A full breakdown of the profile is beyond the scope of this project, but I would like to go over a few examples of what makes this coverage constructive. First and foremost, Josh went to the effort of simply verifying what he was being told:

Occasionally, he’d bring up his specific scores or those of other players from the ’80s, and while these weren’t always digit-perfect when I later checked them against official records, they were close enough to impress.

Harmon made note of when there were discrepancies in different accounts, or when Billy and his cohorts were evading important questions:

Rogers told me he did not remember whether the tapes were in the bag. More broadly, when I asked Mitchell, Childs, and Rogers whether the other two videos were staged or falsified like the board swap video, they told me they could not recall or did not directly address the question. The evidence package, it’s worth noting, only treats the board swap as falsified in any way.

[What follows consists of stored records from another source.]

PR #3111, opened 2020-11-04
refactor(front): bye bye as

UnbearableBear:
the "as" tag is not necessary anymore !


packages/code-du-travail-frontend/pages/outils/convention-collective.js
```diff
@@ -1,3 +1,28 @@
-import SearchConvention from "../convention-collective";
+import { Container, PageTitle, Section, Wrapper } from "@socialgouv/cdtn-ui";
```
UnbearableBear, line 1: I also moved the CC search page here once and for all.

lionelB:
this will work only in nextjs 10 https://nextjs.org/blog/next-10#automatic-resolving-of-href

Harmon actually explains what the evidence against Billy’s Donkey Kong scores is, in his own words, rather than relying solely on Billy to describe the case against him himself. At one point, Harmon calls up an old video of Billy, asking him to reconcile his new claims with what he said at the time. And through this diligence, Josh was able to dig up new details that had not been publicly available, such as old text messages from Rob Childs, and an important detail about Carlos’ recording tests.

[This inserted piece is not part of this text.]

PR #3144, opened 2020-11-18
admin themes and breadcrumbs

UnbearableBear:


packages/code-du-travail-api/src/server/routes/items/index.js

This isn’t to say Harmon is exclusively critical of Billy in his coverage (nor does anyone else covering this story have to be). Harmon noted that nobody was particularly disputing Billy’s more recent game scores streamed on Twitch. He also published unflattering quotes from Dwayne Richard, one of Billy’s longest standing critics. However, all of it was in service of telling the truth, and in offering readers an accurate illustration of the story, rather than simply opening the mic for anyone to say anything.

The point of this aside is to offer guidance to anyone who still is intent on covering the Billy Mitchell story, who wants to do so constructively, and who hopes to involve Billy himself in that coverage. It is possible to do so without falling victim to the narcissistic ego. But unfortunately, you do have to do the work of educating yourself on the facts of the case. That knowledge becomes the foundation for your vigilance against being bamboozled by either side, which is true of any dispute over anything. And if something seems odd, don’t be afraid to pry. You’re just looking for the truth.

With that said, don’t be surprised if your vigilance discourages Billy’s involvement.

[S104] David Race, who had previously defended Billy and attempted to find evidence exonerating him in the Donkey Kong dispute, came around to accepting Billy’s guilt in part because of statements relating to competitive Pac-Man history made in Billy’s September 2019 legal threat, statements which David knew were not true:

https://www.twingalaxies.com/showthread.php/210224-Post-Verdict-Dispute-Discussion-Jeremy-Young-Arcade-Donkey-Kong-Points-Hammer-Allowed-Player-Billy-L-Mitchell-Score-1-062-800?p=1057461&viewfull=1#post1057461

David was also swayed by the discovery of the MTV interview with Robert Mruczek, which included footage of one of Billy’s Donkey Kong tapes (including MAME signatures) dating back to 2006. This footage shot down what he considered to be the last remaining theory of Billy’s innocence, that the footage was somehow altered later on:

https://www.twingalaxies.com/showthread.php/176004-Dispute-Jeremy-Young-Arcade-Donkey-Kong-Points-Hammer-Allowed-Player-Billy-L-Mitchell-Score-1-062-800?p=1054247&viewfull=1#post1054247

[S105] There are always so many things I want to do and to write, and that’s in addition to actually playing video games. So I can’t make any commitment on when we’ll see a “Dot Ten”. But I can say with certainty that it will be after all the current legal battles are concluded (and related discoveries revealed). It was important to me that I get what we had accumulated out into the world in a reasonable timeframe, but as far as writing the concluding chapter goes, there’s no point in trying to write a story when the story’s not yet finished.